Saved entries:
****

PR #536, opened 2023-01-30
Update openshift-operatorhub-kubecost-install.md

linhlam-kc:
Update example CRD templates to deploy Kubecost v1.99 that supports OCP 12.0 (K8s 1.25)

### DIFF
--- a/openshift-operatorhub-kubecost-install.md
+++ b/openshift-operatorhub-kubecost-install.md
@@ -63,77 +63,202 @@ kubectl apply -f example-crd.yaml -n kubecost
 apiVersion: charts.kubecost.com/v1alpha1
 kind: CostAnalyzer
 metadata:
-  name: kubecost
+  name: cost-analyzer-ocp-sample
 spec:
-  # Default values copied from <project_dir>/helm-charts/cost-analyzer/values.yaml
-  openshiftDeployment: true
   affinity: {}
-  awsstore:
-    createServiceAccount: false
-    useAwsStore: false
-  clusterController:
-    enabled: false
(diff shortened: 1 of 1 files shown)


openshift-operatorhub-kubecost-install.md
```diff
@@ -63,77 +63,202 @@ kubectl apply -f example-crd.yaml -n kubecost
...
+  kubecostNetworkCosts:
+    securityContext: {}
+    containerSecurityContext: {}
+
   prometheus:
     nodeExporter:
       enabled: false
-    serviceAccounts:
-      nodeExporter:
-        create: false
```
srpomeroy, line 87: @linhlam-kc Won't removing the service account block cause the node exporter service account to be created?

linhlam-kc: @srpomeroy Disabling nodeExporter should be enough according to this [condition](https://github.com/kubecost/openshift-helm-chart/blob/bc0e157f8d9376f93aaebe60ae300aaa0305c21a/cost-analyzer/charts/prometheus/templates/node-exporter-serviceaccount.yaml#L2) I do not see it is created in my testing last week as well on the OCP cluster. Let me try it real quick again.

linhlam-kc: I can confirm that disable promethus.nodeExporter.enabled will also disable the creation of nodeExporter serviceAccount

srpomeroy: Awesome! There must have been a change. That was not the case previously.

srpomeroy (approved):
LGTM

PR #838, opened 2023-12-07
Renames image files to be more descriptive

bstuder99:
## Proposed Changes

Likely not an exhaustive fix, but does several things:
* Renames all iterations of `image...png` found in the repo to be more descriptive
* Deletes duplicate image files or image files found not to exist anywhere in documentation

I manually checked each updated image so links should all still be functional (even if the Broken Link Checker doesn't scan for these). I still need to comb through and find more unused image files, as some are replaced with updated images and are never deleted.


bstuder99:
Looks like there's some funky business with the link checker, will resolve those ASAP

srpomeroy (approved):

PR #854, opened 2024-01-04
2.0 changes: Federated ETL and Aggregator docs

michaelmdresser:
## Related issue #

- See release notes: https://github.com/kubecost/cost-analyzer-helm-chart/pull/2898


michaelmdresser:
Hey @jessegoodier I'm still working on this, but how do you think we should be updating Thanos documentation? I assume we're going to have to document the ETL Utils setup here.

install-and-configure/install/etl-backup/query-service-replicas.md
bstuder99, line 1: In a separate PR I'm drafting, I considered removing this doc altogether. If this is going to be supported to a certain point for users on older versions of Kubecost, it might make sense to keep the content of this doc on top of the disclaimer you added.

michaelmdresser: This is a good point. Feel free to close this PR in favor of yours, it's better to centralize work.

I think more broadly we need to decide how to handle documentation for features that remain in-support for pre-2.0 version of KC but out-of-support post-2.0. Do you have any ideas?

bstuder99:
Is there a reason the High Availability doc is being removed also? I would consider adding a similar notice at the top of the page as the QSR doc, at least until we decide to no longer officially support it or give a sunset phase for users.

bstuder99:
Just a heads up, we have a number of 404s related to page content and Helm charts being moved around.

michaelmdresser:
> Is there a reason the High Availability doc is being removed also? I would consider adding a similar notice at the top of the page as the QSR doc, at least until we decide to no longer officially support it or give a sunset phase for users.

The PR was super off-the-cuff; I think you're right that a notice rather than a full deletion is a better idea.

michaelmdresser:
@bstuder99 my apologies, but I've let this PR rot for a long time and don't have time to pick it up again before the 2.0 release. I'm not sure where we ended up on delete old docs vs. leave with big deprecated banner (or something), so I'm pretty sure this PR should be closed. I'll let you make the call, there might be some ideas here that should be ported over to the current state of the 2.0-changes branch.

bstuder99:
I have a couple things I'll have to fix up, ie TODO comments left in the docs, but there's valuable content in here I don't want to scrap. Can you verify the content you wrote for the Aggregator doc is all accurate?

michaelmdresser:
@bstuder99 If we ignore the changes in this PR for QSR and HA, the rest of my writing (and modifications) I'm pretty happy with here

bstuder99:
Ok solid. The QSR/HA docs will likely be deleted after the next major update (as I'm pretty sure we only support the two most recent product releases at any time).

PR #859, opened 2024-01-12
renamed quick-start doc to more accurately reflect that it's for envs…

mmurph3:
… using IRSA/OIDC


bstuder99:
@jessegoodier for some visibility

bstuder99:
Two broken links because the file name is being changed which I can correct, just want to finalize our intended article title before I do that

PR #872, opened 2024-01-29
Further details as to why Aggregator StatefulSet must be manually deleted in some upgrades

thomasvn:
## Related issue

Documents https://github.com/kubecost/cost-analyzer-helm-chart/pull/2964

## Proposed Changes

Provides a detailed explanation for why the StatefulSet must be deleted. And provides and example command that can be run to resolve the situation.


thomasvn:
Closing this PR, I mean to create a PR which merges into `2.0-changes`

PR #875, opened 2024-01-31
Update getting-started.md

kwombach12:
update to remove reference to SSO being enterprise only

### DIFF
--- a/install-and-configure/install/getting-started.md
+++ b/install-and-configure/install/getting-started.md
@@ -39,7 +39,7 @@ Establishing an ingress controller will allow for control of access for your wor
 ### SSO/SAML/RBAC/OIDC
 
 {% hint style="info" %}
-SSO/SAML/RBAC/OIDC are only officially supported on Kubecost Enterprise plans.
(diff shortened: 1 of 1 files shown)


install-and-configure/install/getting-started.md
```diff
@@ -39,7 +39,7 @@ Establishing an ingress controller will allow for control of access for your wor
 ### SSO/SAML/RBAC/OIDC
 
 {% hint style="info" %}
-SSO/SAML/RBAC/OIDC are only officially supported on Kubecost Enterprise plans.
```
saweber, line 42: This change is an improvement.

nit: Maybe just say SAML/OIDC? RBAC is really a feature layered on top of a SAML or OIDC implementation.

install-and-configure/install/getting-started.md
```diff
@@ -39,7 +39,7 @@ Establishing an ingress controller will allow for control of access for your wor
 ### SSO/SAML/RBAC/OIDC
```
saweber, line 39: should this header name change as well?

bstuder99:
@kwombach12 I have a separate PR #877, can we close this and push that one instead?

PR #877, opened 2024-01-31
Fixes banners in SSO/SAML/RBAC content

bstuder99:


thomasvn:
I believe we may want to adjust the wording because SAML/OIDC are considered enterprise features as well (as far as I understand).

What would be considered "free" is setting up your own SSO (i.e. [oauth proxy](https://github.com/oauth2-proxy/oauth2-proxy)) which sits in front of the Kubecost app. cc @kwombach12

jessegoodier:
Let me verify. thanks for this @bstuder99

PR #881, opened 2024-02-02
Delete storage.md as it's outdated and now implicitly required.

thomasvn:
## Related issue

N/A


bstuder99:
Were you intending to delete storage.md itself or just this reference to it?

thomasvn:
I was going to delete the file itself, is that ok? Or do you prefer I just remove all references to it.

bstuder99:
I'm not against that, as I think we'll still preserve it in a 1.x branch, but it would still need to be delisted from summary.md. I'll make the edit.

bstuder99:
Oh I see you already made the edit. Let me review the link checker before we merge

bstuder99 (approved):

PR #894, opened 2024-02-09
Makes Aggregator API endpoints only documented endpoints in 2.0 docs

bstuder99:
## Proposed Changes

Some time before v2.0 we updated some API docs to include Aggregator-specific endpoints and content as an alternative. Now that Aggregator is the default, these will be the default endpoints and we are removing 1.x API endpoints.


thomasvn:
Looks good. Should we leave the 1.x API endpoints in for a few more releases? It may still be useful to some.

bstuder99:
Those will be saved in the 1.x version, plan is to launch that soon so we can at least hold off on merging this PR until it's up.

PR #896, opened 2024-02-09
document service accounts

saweber:
## Related issue #
https://docs.google.com/document/d/14C3byaE-hFTnDFoIMcONIqwE9GrAQjjvGE_91IZ4cpM/edit?usp=sharing
https://kubecost.atlassian.net/browse/SELFHOST-1173

## Proposed Changes
Adds documentation for service accounts. The 'how to create an application key' section will need to be revisited once the FE work is completed.


bstuder99:
I've listed the article in Summary.md and updated the frontend section

srpomeroy:
According to the PRD, only a user with admin rights can create a service account. Can we add this detail to the documentation as well?

bstuder99:
Sean, does that admin right need to be configured through the Teams feature? Or are there other ways to configure it? Sorry, don't have the PRD in front of me

srpomeroy:
> Sean, does that admin right need to be configured through the Teams feature? Or are there other ways to configure it? Sorry, don't have the PRD in front of me

PRD is linked in the opening PR comment.

The admin role would either be assigned via group membership as defined in the OIDC/SAML helm config, or via the new Teams config.

saweber:
The user is required to be an admin, but it does not have to be from teams.

If SAML RBAC or OIDC RBAC are enabled:
If the user is configured as an admin through helm based RBAC, that will work as well.

If SAML or OIDC are enabled without RBAC, any authorized user will be able to create service accounts

If SAML and OIDC are disabled, any user will be able to create service accounts (though these service accounts won't be used, because there is no authentication on the kubecost installation at all).

bstuder99:
Added a final commit which adds more details to Steven's commit

PR #913, opened 2024-02-22
Adds section to Reports page troubleshooting for reports not properly displaying

bstuder99:


using-kubecost/navigating-the-kubecost-ui/saved-reports/reports.md
```diff
@@ -183,6 +185,79 @@ data:
...
 {% endcode %}
 
-3\. Ensure that the JSON string is successfully mapped to the appropriate configs
+3. Ensure that the JSON string is successfully mapped to the appropriate configs
+
+Navigate to the Reports page and ensure that the configured report parameters have been set by selecting the Report name.
+
+### Reports configured in the UI do not display properly after upgrading to v2.0+
+
+If your reports do not display properly after upgrading to v2.0+ from v1.x, you will need to manually copy your reports from a JSON file to from your KCM's `persistent-configs` PVC and move them into your `peristent-configs-aggregator-aggregator-0` PVCs.
```
michaelmdresser, line 194:
```suggestion
If your reports do not display properly after upgrading to v2.0+ from v1.x, you will need to manually copy your reports from a JSON file to from your KCM's `persistent-configs` PVC and move them into your `peristent-configs-aggregator-aggregator-0` PVC.
```

using-kubecost/navigating-the-kubecost-ui/saved-reports/reports.md
```diff
@@ -183,6 +185,79 @@ data:
...
+
```
michaelmdresser, line 195: I think it would be valuable to add a note like "this is an example for copying over just the Asset reports"

michaelmdresser (commented):
@teevans do you want this initial docs PR to go in and then we follow up with the scripted approach outlined in https://kubecost.atlassian.net/browse/SELFHOST-1227? Or do you want our docs to wait on the scripted approach?

using-kubecost/navigating-the-kubecost-ui/saved-reports/reports.md
bstuder99: I have this line later in the tutorial: "Compare both instances of `asset-reports.json`, which has a reduced file size post-upgrade, meaning it is not displaying properly in Kubecost's UI. Follow along this process of copying this example file with any affected reports." Does this cover it?

michaelmdresser (commented):
The doc is solid, but I realize it may be slightly obsolete because @williamkubecost put together https://github.com/kubecost/kubecost-utilities/tree/main/copy-reports to make this process easy for users. I'm sorry to ask: would you rewrite this doc to recommend that script?

PR #111, opened 2023-02-13
Return a pointer to the Value object

tenderlove:
Otherwise we get a copy, and the copy seems to clobber the data we want

Before this commit, calling `getValue()` would return a copy of the underlying `NimBLEAttValue` object.  It seems like the copy doesn't necessarily copy the underlying data stored in the value.  In this commit, I changed it to just return a pointer (which fixes my application), but maybe the class should know how to copy its underlying data.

****

--- AIM OF THE TASK ---
An exact copy of the lines above, from the one containing "According to the" down to the one containing "PRD is linked in the opening PR comment." and including both, is the whole answer; retype it and nothing else.

--- REPLY ---
According to the PRD, only a user with admin rights can create a service account. Can we add this detail to the documentation as well?

bstuder99:
Sean, does that admin right need to be configured through the Teams feature? Or are there other ways to configure it? Sorry, don't have the PRD in front of me

srpomeroy:
> Sean, does that admin right need to be configured through the Teams feature? Or are there other ways to configure it? Sorry, don't have the PRD in front of me

PRD is linked in the opening PR comment.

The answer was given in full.